_THE DATA_:

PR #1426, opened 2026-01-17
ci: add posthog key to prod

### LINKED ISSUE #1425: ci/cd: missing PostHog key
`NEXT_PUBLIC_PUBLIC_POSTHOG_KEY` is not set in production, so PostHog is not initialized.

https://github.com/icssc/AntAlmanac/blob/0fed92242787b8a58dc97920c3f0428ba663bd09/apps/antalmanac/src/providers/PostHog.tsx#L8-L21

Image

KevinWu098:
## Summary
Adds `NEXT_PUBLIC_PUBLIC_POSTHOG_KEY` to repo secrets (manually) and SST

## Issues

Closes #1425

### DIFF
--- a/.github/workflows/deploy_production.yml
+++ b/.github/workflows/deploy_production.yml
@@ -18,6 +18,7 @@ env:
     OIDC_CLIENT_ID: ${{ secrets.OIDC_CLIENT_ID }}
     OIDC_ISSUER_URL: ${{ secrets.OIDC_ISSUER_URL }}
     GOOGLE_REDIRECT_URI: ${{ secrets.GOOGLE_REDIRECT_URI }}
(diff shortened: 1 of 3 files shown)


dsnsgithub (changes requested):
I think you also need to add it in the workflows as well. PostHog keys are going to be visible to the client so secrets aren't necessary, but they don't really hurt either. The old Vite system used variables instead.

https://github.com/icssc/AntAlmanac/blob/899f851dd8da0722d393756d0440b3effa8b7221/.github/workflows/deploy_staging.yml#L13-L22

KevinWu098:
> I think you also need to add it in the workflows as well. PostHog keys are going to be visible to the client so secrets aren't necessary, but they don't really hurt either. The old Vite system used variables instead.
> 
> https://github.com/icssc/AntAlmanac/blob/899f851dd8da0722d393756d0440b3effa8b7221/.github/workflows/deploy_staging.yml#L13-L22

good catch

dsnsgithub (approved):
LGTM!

_WHAT IS BEING ASKED_: Using the listing above, show each line holding the string "hurt".

_WRITTEN SOLUTION_:
I think you also need to add it in the workflows as well. PostHog keys are going to be visible to the client so secrets aren't necessary, but they don't really hurt either. The old Vite system used variables instead.
> I think you also need to add it in the workflows as well. PostHog keys are going to be visible to the client so secrets aren't necessary, but they don't really hurt either. The old Vite system used variables instead.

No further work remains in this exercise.